As one Vermont college finishes its last semester, a new projection shows that 442 more are at similar risk (Hechingerreport)
Summary: Sterling College, a small rural institution in Vermont, is closing at the end of the semester, offering a human-scale view of a systemic crisis. A new projection from Huron Consulting Group estimates 442 private, nonprofit four-year colleges—with a combined 670,000 students—are at risk of closing or merging within a decade. The article traces the converging pressures: a long-term decline in college-going students, plummeting international enrollment, and financial strains affecting even large universities.
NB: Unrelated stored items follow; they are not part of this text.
PR #402, opened 2024-03-14
SDKS-3015 SDK 4.4.0 Release Testing

spetrov:
# JIRA Ticket

[SDKS-3015](https://bugster.forgerock.org/jira/browse/SDKS-3015) SDK 4.4.0 Release Testing

# Description
Some of the device binding/signing e2e test cases were failing when running in parallel on multiple devices, because they were using the same user and some assumptions were not met - for example, some a test may make the user inactive, and at the same time, other tests assume/require that the same user is active...
For that reason, I introduced the following improvements: 
- All device binding/signing related test cases now create a brand new random user...
- Introduced a `RetryTestRule` annotation and added it to the device binding tests. This way a test would be repeated 3 times if it fails... This is useful for flaky tests...
- "Suppressed" the `KeyAttestation` e2e test cases on Android 6, since this feature is not available on this version... 
- Added `SkipTestOnPermissionFailureRule` to the device location-related tests. This helps in some cases and I see that this works as expected... Nevertheless, there are still rare cases when location data is missing (even though permissions seem to have been granted successfully)...

In general, these measures are a big improvement IMO, but more work is needed...
This is an example [test run](https://cloud.bitbar.com/#testing/device-session/207366434/211529522) on BitBar, with the proposed changes on all supported Android versions (6 to 14)... As you can see on Android 7 and 8 we still have some tests failing... :-( 

image

### DIFF
--- a/forgerock-integration-tests/src/androidTest/java/org/forgerock/android/auth/AndroidBaseTest.java
+++ b/forgerock-integration-tests/src/androidTest/java/org/forgerock/android/auth/AndroidBaseTest.java
@@ -1,5 +1,5 @@
 /*
- * Copyright (c) 2020 ForgeRock. All rights reserved.
+ * Copyright (c) 2020 - 2024 ForgeRock. All rights reserved.
  *
  * This software may be modified and distributed under the terms
  * of the MIT license. See the LICENSE file for details.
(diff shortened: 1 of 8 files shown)


forgerock-integration-tests/src/androidTest/java/org/forgerock/android/auth/AndroidBaseTest.java
```diff
@@ -33,4 +44,77 @@ public void setUpSDK() {
...
+                    node.next(context, this );
+                }
+                if (node.getCallback(KbaCreateCallback.class) != null) {
+                    List<Callback> callbacks = node.getCallbacks();
+
+                    KbaCreateCallback firstQuestion = (KbaCreateCallback) callbacks.get(0);
+                    firstQuestion.setSelectedQuestion(firstQuestion.getPredefinedQuestions().get(0));
+                    firstQuestion.setSelectedAnswer("Test");
+
+                    /*
```
jeyanthanperiyasamy, line 102: remove commented code ?

jeyanthanperiyasamy (approved):
mostly trying to reduce the flakyness in the test. Good work

forgerock-integration-tests/src/androidTest/java/org/forgerock/android/auth/callback/BaseDeviceBindingTest.java
```diff
@@ -47,6 +52,9 @@ public abstract class BaseDeviceBindingTest {
     @Rule
     public ExpectedException thrown = ExpectedException.none();
 
+    @Rule
+    public RetryTestRule retry = new RetryTestRule(3);
```
jeyanthanperiyasamy, line 56: we are introducing retry now ? test retries can be a blessing or a curse. we need to keep an eye on how much we do in all the test

jeyanthanperiyasamy (approved):
mostly trying to reduce the flakyness in the test. Good work

forgerock-integration-tests/src/androidTest/java/org/forgerock/android/auth/AndroidBaseTest.java
spetrov: Added a comment in the block

forgerock-integration-tests/src/androidTest/java/org/forgerock/android/auth/callback/BaseDeviceBindingTest.java
spetrov: Yes, I agree... I removed this retry from the device-binding tests...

It details the local economic and social craters left by such closures and the grim statistics for displaced students, fewer than half of whom continue their education.
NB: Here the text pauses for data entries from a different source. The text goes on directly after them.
PR #406, opened 2024-03-27
SDKS-3079 Replace deprecated onActivityResult with ActivityResultContract

witrisna:
# JIRA Ticket

[SDKS-3079](https://bugster.forgerock.org/jira/browse/SDKS-3079)

# Description

Replace deprecated onActivityResult with ActivityResultContract

### DIFF
--- a/forgerock-auth/src/main/java/org/forgerock/android/auth/AppAuthFragment2.kt
+++ b/forgerock-auth/src/main/java/org/forgerock/android/auth/AppAuthFragment2.kt
@@ -1,0 +1,96 @@
+/*
+ * Copyright (c) 2024 ForgeRock. All rights reserved.
+ *
+ * This software may be modified and distributed under the terms
+ * of the MIT license. See the LICENSE file for details.
+ */
+package org.forgerock.android.auth
+
+import android.content.Intent
+import android.os.Bundle
+import androidx.annotation.RestrictTo
+import androidx.fragment.app.Fragment
+import androidx.fragment.app.FragmentActivity
+import androidx.fragment.app.FragmentManager
+import kotlinx.coroutines.flow.MutableStateFlow
+import net.openid.appauth.AuthorizationResponse
+import org.forgerock.android.auth.centralize.BrowserLauncher
+import org.forgerock.android.auth.centralize.Launcher
+
+private const val PENDING = "pending"
+
+/**
+ * Headless Fragment to receive callback result from AppAuth library
+ */
+@RestrictTo(RestrictTo.Scope.LIBRARY)
+class AppAuthFragment2 : Fragment() {
+
+    override fun onCreate(savedInstanceState: Bundle?) {
+        super.onCreate(savedInstanceState)
+        val state: MutableStateFlow<Intent?> = MutableStateFlow(null)
+        val delegate =
+            registerForActivityResult(AuthorizeContract()) {
+                state.value = it
+            }
+
+        val pending = savedInstanceState?.getBoolean(PENDING, false) ?: false
+
+        BrowserLauncher.init(Launcher(delegate, state, pending))
+    }
+
+    override fun onSaveInstanceState(outState: Bundle) {
+        outState.putBoolean(PENDING, true)
+        super.onSaveInstanceState(outState)
+    }
+
+    override fun onDestroy() {
+        super.onDestroy()
+        BrowserLauncher.reset()
+    }
+
+    companion object {
+        val TAG: String = AppAuthFragment2::class.java.name
+
+        /**
+         * Initialize the Fragment to receive AppAuth callback event.
+         */
+        @Synchronized
+        @JvmStatic
+        fun launch(activity: FragmentActivity, browser: FRUser.Browser) {
+            val fragmentManager: FragmentManager = activity.supportFragmentManager
+            var current = fragmentManager.findFragmentByTag(TAG) as? AppAuthFragment2
+            if (current == null) {
+                current = AppAuthFragment2()
+                fragmentManager.beginTransaction().add(current, TAG).commitNow()
+            }
+
+            BrowserLauncher.authorize(browser, object : FRListener<AuthorizationResponse> {
+                override fun onSuccess(result: AuthorizationResponse) {
+                    reset(activity, current)
+                    browser.listener.onSuccess(result)
+                }
+
+                override fun onException(e: Exception) {
+                    reset(activity, current)
+                    browser.listener.onException(e)
+                }
+
+                /**
+                 * Once receive the result, reset state.
+                 */
+                private fun reset(activity: FragmentActivity, fragment: Fragment?) {
+                    activity.runOnUiThread {
+                        BrowserLauncher.reset()
+                    }
+                    fragment?.let {
+                        activity.runOnUiThread {
+                            fragmentManager.beginTransaction().remove(it).commitNow()
+                        }
+                    }
+                }
+            })
+
+
+        }
+    }
+}
--- a/forgerock-auth/src/main/java/org/forgerock/android/auth/FRUser.java
+++ b/forgerock-auth/src/main/java/org/forgerock/android/auth/FRUser.java
@@ -1,5 +1,5 @@
 /*
- * Copyright (c) 2019 - 2023 ForgeRock. All rights reserved.
+ * Copyright (c) 2019 - 2024 ForgeRock. All rights reserved.
  *
  * This software may be modified and distributed under the terms
  * of the MIT license. See the LICENSE file for details.
@@ -14,15 +14,16 @@ import android.content.pm.PackageManager;
 import android.content.pm.ResolveInfo;
 import android.net.Uri;
 
+import androidx.annotation.NonNull;
 import androidx.annotation.VisibleForTesting;
 import androidx.annotation.WorkerThread;
 import androidx.fragment.app.Fragment;
 import androidx.fragment.app.FragmentActivity;
-import androidx.fragment.app.FragmentManager;
 
 import net.openid.appauth.AuthorizationResponse;
 import net.openid.appauth.RedirectUriReceiverActivity;
 
+import org.forgerock.android.auth.centralize.BrowserLauncher;
 import org.forgerock.android.auth.exception.AlreadyAuthenticatedException;
 import org.forgerock.android.auth.exception.AuthenticationRequiredException;
 import org.forgerock.android.auth.exception.InvalidRedirectUriException;
@@ -31,8 +32,6 @@ import java.io.IOException;
 import java.util.List;
 import java.util.concurrent.atomic.AtomicReference;
 
-import lombok.AccessLevel;
-import lombok.Getter;
 import lombok.RequiredArgsConstructor;
 
 public class FRUser {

Why it matters: The accelerating closure of colleges represents a structural realignment of higher education, with profound consequences for regional economies, social mobility, and the diversity of educational models.
Context: This is part of a multi-year trend of small college closures, but the scale of the projected risk—over a quarter of private nonprofits—signals a systemic contraction, not just a thinning of outliers.
"A new estimate projects that 442 of the nation’s 1,700 private, nonprofit four-year colleges and universities, with a combined 670,000 students, are at risk of closing or having to merge within the next 10 years." — HECHINGERREPORT
Commentary: The closure wave is a supply-demand correction decades in the making, but its acceleration now is a stress test for the entire sector’s financial model. The human and local community impacts, vividly shown at Sterling, will be replicated hundreds of times, hollowing out rural intellectual and economic infrastructure. The political framing of these closures as ‘woke’ failures obscures the demographic and financial inevitability, allowing a cultural war to distract from a looming policy crisis for regional stability and educational access.
Date: April 13, 2026
URL: https://hechingerreport.org/more-than-a-quarter-of-private-colleges-are-at-risk-of-closing-new-projection-shows
AI Sentiment Score: Negative (71%)
AI Credibility Score: 7.0/10 — Medium
Scores and text generated by AI analysis of the source article indicated.